Bergomi tenía 18 años cuando Italia levantó el trofeo en el Mundial de 1982. Cubarsí llega a esta final con 19 — un año más, sí, pero en un contexto completamente distinto: no como promesa que ocupa un hueco, sino como titular indiscutible de una selección española que ha llegado al partido definitivo del torneo con una solidez defensiva que pocas veces se ha visto en esta generación de La Roja.
El dato no es solo anecdótico. Habla de un jugador que ha absorbido la presión de un Mundial con una calma que no debería ser posible a esa edad. Cubarsí no parece un chaval de 19 años cuando lee el juego. Parece alguien que lleva una década haciéndolo.
Si Cubarsí es la historia del torneo, Aymeric Laporte es el contexto que la hace posible. Con 32 años y una carrera que ha pasado por Athletic Club, Manchester City y la selección española, el central nacido en Francia ha encontrado en este Mundial una especie de segunda juventud — o al menos, una despedida a la altura de lo que merece.
La pareja que forman en el eje de la defensa de Luis de la Fuente funciona por contraste: Laporte aporta lectura, posicionamiento y la experiencia de quien ya ha ganado casi todo en el club; Cubarsí pone el físico, la salida de balón y esa temeridad controlada que solo tienen los que todavía no saben que deberían tener miedo.

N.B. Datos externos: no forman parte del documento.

PR #937, opened 2020-06-04
Verify if *only* deletion request was sent on android sample app tests

brizental:
Fixes [Bug 1620673](https://bugzilla.mozilla.org/show_bug.cgi?id=1620673)

As an extra, I noticed the `validateBaselinePing` integration test was also failing and fixed it. It was a known issue of getting the `foreground` ping instead of the `background` one, which doesn't have a `duration` field and fails the test. This has been fixed in a-c and fenix already.

### DIFF
--- a/samples/android/app/src/androidTest/java/org/mozilla/samples/gleancore/pings/DeletionRequestPingTest.kt
+++ b/samples/android/app/src/androidTest/java/org/mozilla/samples/gleancore/pings/DeletionRequestPingTest.kt
@@ -43,13 +43,17 @@ class DeletionRequestPingTest {
         val device = UiDevice.getInstance(InstrumentationRegistry.getInstrumentation())
         device.waitForIdle()
 
-        // Disable upload by toggline the switch
+        // Wait for any ping to make sure there are no pending requests before going forward
+        waitForPingContent("", server)
+
+        // Disable upload by toggling the switch
         onView(withId(R.id.uploadSwitch))
             .perform(closeSoftKeyboard())
             .perform(click())
 
-        // We might receive previous baseline or events ping, let's ignore that
-        val deletionPing = waitForPingContent("deletion-request", server)!!
+        // We must get the deletion request on the first attempt,
+        // no other ping should be sent after disabling upload
+        val deletionPing = waitForPingContent("deletion-request", server, 1)!!
 
         // Validate the received data.
 
--- a/samples/android/app/src/androidTest/java/org/mozilla/samples/gleancore/pings/DeletionRequestPingTest.kt
+++ b/samples/android/app/src/androidTest/java/org/mozilla/samples/gleancore/pings/DeletionRequestPingTest.kt
@@ -44,7 +44,7 @@ class DeletionRequestPingTest {
         device.waitForIdle()
 
         // Wait for any ping to make sure there are no pending requests before going forward
-        waitForPingContent("", server)
+        waitForPingContent("", null, server)
 
         // Disable upload by toggling the switch
         onView(withId(R.id.uploadSwitch))
@@ -53,7 +53,7 @@ class DeletionRequestPingTest {
 
         // We must get the deletion request on the first attempt,
         // no other ping should be sent after disabling upload
-        val deletionPing = waitForPingContent("deletion-request", server, 1)!!
+        val deletionPing = waitForPingContent("deletion-request", null, server, 1)!!
 
         // Validate the received data.
 
@@ -68,7 +68,7 @@ class DeletionRequestPingTest {
         device.pressHome()
 
         // Validate the received data.
-        val baselinePing = waitForPingContent("baseline", server)!!
+        val baselinePing = waitForPingContent("baseline", null, server)!!
 
         clientInfo = baselinePing.getJSONObject("client_info")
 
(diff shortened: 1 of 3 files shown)


samples/android/app/src/androidTest/java/org/mozilla/samples/gleancore/pings/SharedTestUtils.kt
```diff
@@ -36,24 +64,30 @@ internal fun createMockWebServer(): MockWebServer {
...
         val docType = request.path.split("/")[3]
         if (pingName == docType) {
-            return if (request.getHeader("Content-Encoding") == "gzip") {
-                val bodyInBytes = ByteArrayInputStream(request.body.readByteArray()).readBytes()
-                JSONObject(decompressGZIP(bodyInBytes))
-            } else {
-                JSONObject(request.body.readUtf8())
+            parsedPayload = JSONObject(request.getPlainBody())
+            if (pingReason == null) {
+                break
```
brizental, line 81: I changed this because ktlint complains about the three returns in the same function.

samples/android/app/src/androidTest/java/org/mozilla/samples/gleancore/pings/DeletionRequestPingTest.kt
```diff
@@ -43,13 +43,17 @@ class DeletionRequestPingTest {
         val device = UiDevice.getInstance(InstrumentationRegistry.getInstrumentation())
         device.waitForIdle()
 
-        // Disable upload by toggline the switch
+        // Wait for any ping to make sure there are no pending requests before going forward
+        waitForPingContent("", server)
```
badboy: Do we expect to receive any ping here? If not will this cause a 20s delay because it waits for the timeout?

badboy: Also why can we use `""`? Doesn't that make the waitForPingcontent` spin 3 times, each with a 20s timeout?

brizental: > Do we expect to receive any ping here? If not will this cause a 20s delay because it waits for the timeout?

The comment we had previously in this stated that there could be events or metrics ping.

> Also why can we use ""? Doesn't that make the waitForPingcontent` spin 3 times, each with a 20s timeout?

I can remove the timeout time from this `takeRequest` function call. Also, I did this by mistake initially and then undid it, but I think it makes sense to just break out of the while loop in case `takeRequest` returns `null`.

brizental: This timeout parameter is optional actually. I can just remove it.

badboy: Ah, so if there is something, we get it, drop it, and then wait again for a potential next ping.
So if there are multiple pings getting sent we should be quick through the loop as we don't need to wait, otherwise we most likely wait once to not receive anything, then should drop out after the first timeout.

brizental: Yes, still 20s is a long wait time. Even if we only wait once.

samples/android/app/src/androidTest/java/org/mozilla/samples/gleancore/pings/SharedTestUtils.kt
Dexterp37: You can also just suppress the warning if the code looks reasonably clearer the other way.

samples/android/app/src/androidTest/java/org/mozilla/samples/gleancore/pings/DeletionRequestPingTest.kt
Dexterp37: If 20s is a concern, we should test how low we can get. CI can be very slow.

brizental: Well, I changed that `continue` to a `break`. 

MockWebServer is just a LinkedBlokingQueue of requests. We wait in case there is some background task running that still hasn't finished and might send a ping request, correct?

There is a way to run WorkManager tasks synchronously for integrations tests (see: https://developer.android.com/topic/libraries/architecture/workmanager/how-to/integration-testing), which could be a solution. I am not sure if it is worth it though.

badboy:
Test failures are unrelated and can be ignored.

samples/android/app/src/androidTest/java/org/mozilla/samples/gleancore/pings/DeletionRequestPingTest.kt
Dexterp37: > There is a way to run WorkManager tasks synchronously for integrations tests (see: https://developer.android.com/topic/libraries/architecture/workmanager/how-to/integration-testing), which could be a solution. I am not sure if it is worth it though.

That's definitely helpful, but last time we tried it was riddled of bugs and basically not very useful at all :) Things have probably changed!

En una entrevista con TV3, Cubarsí elogió a su compañero y dejó la puerta abierta sobre el futuro de Laporte — aunque los detalles exactos de sus palabras, según Mundo Deportivo, no quedan del todo claros en cuanto al alcance de ese gesto: si habla de una continuidad en el Barcelona, de seguir juntos en la selección, o simplemente de no querer cerrar ningún capítulo antes de tiempo. Lo que sí queda claro es la admiración mutua entre ambos.
Laporte no hizo declaraciones. No necesitaba hacerlas.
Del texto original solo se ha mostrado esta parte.